▶ _Problem_
Go through the records and filter out every line lacking the word "then"; copy the lines that remain.

Collected data:

PR #1618, opened 2023-04-28
Migrate build script to Swift

### LINKED ISSUE #1465: Rewrite `build-script.py` in Swift
`build-script.py` is the only remaining Python file in SwiftSyntax. It would be nice to rewrite it in Swift so the only language used in SwiftSyntax is Swift (+ a tiny bit of C in `Sources/_InstructionCounter`).

kimdv:
Fixes #1465


kimdv:
Open PR to show the progress. 

I'm already open for feedback but it's still WIP

SwiftSyntaxCLI/Package.swift
```diff
@@ -0,0 +1,53 @@
...
+      dependencies: [
+        "InstructionCounter",
+        .product(name: "ArgumentParser", package: "swift-argument-parser"),
+        .product(name: "SwiftDiagnostics", package: "swift-syntax"),
+        .product(name: "SwiftOperators", package: "swift-syntax"),
+        .product(name: "SwiftParser", package: "swift-syntax"),
+        .product(name: "SwiftParserDiagnostics", package: "swift-syntax"),
+        .product(name: "SwiftSyntax", package: "swift-syntax"),
+      ]
+    ),
```
kimdv, line 33: @ahoppen should we have a single executable or two? 

We can split it as I've done with the build an test etc.

ahoppen:
One high-level comment: The re-implementation of the build script should not be living in the swift-syntax package, i.e. the package that’s defined by the root-level `Package.swift`. If it is, everybody depending on swift-syntax could depend on the build script, which we definitely don’t want.

Instead, I think the build script should live in the `CodeGeneration` package (which would then obviously need to be renamed). That way we could also remove the `generate-swiftsyntax` executable and instead invoke the source generation code directly from the rewritten build-script.

ahoppen:
One high-level comment: I think the build script should live in the `CodeGeneration` package (which would then obviously need to be renamed). That way we could also remove the `generate-swiftsyntax` executable and instead invoke the source generation code directly from the rewritten build-script.

I would like to keep `swift-parser-cli` separate from the build script because they serve to drastically different purposes. The build script’s purpose is to build SwiftSyntax in CI and provide the glue code with the build script to the build-script in the compiler repo. As such, it’s only interesting during build time. `swift-parser-cli` is a runtime tool that can be super useful to inspect SwiftSyntax trees and e.g. triage bugs. For example, if someone is hitting a SwiftSyntax crash but can’t share their source code, you might suggest that they run `swift-parser-cli reduce` and just attach the reduced source code (which with all likelihood contains no sensitive information). As such, I see `swift-parser-cli` also useful for adopters of SwiftSyntax.

kimdv:
> One high-level comment: I think the build script should live in the `CodeGeneration` package (which would then obviously need to be renamed). That way we could also remove the `generate-swiftsyntax` executable and instead invoke the source generation code directly from the rewritten build-script.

▶ _Written answer_
Instead, I think the build script should live in the `CodeGeneration` package (which would then obviously need to be renamed). That way we could also remove the `generate-swiftsyntax` executable and instead invoke the source generation code directly from the rewritten build-script.
One high-level comment: I think the build script should live in the `CodeGeneration` package (which would then obviously need to be renamed). That way we could also remove the `generate-swiftsyntax` executable and instead invoke the source generation code directly from the rewritten build-script.
> One high-level comment: I think the build script should live in the `CodeGeneration` package (which would then obviously need to be renamed). That way we could also remove the `generate-swiftsyntax` executable and instead invoke the source generation code directly from the rewritten build-script.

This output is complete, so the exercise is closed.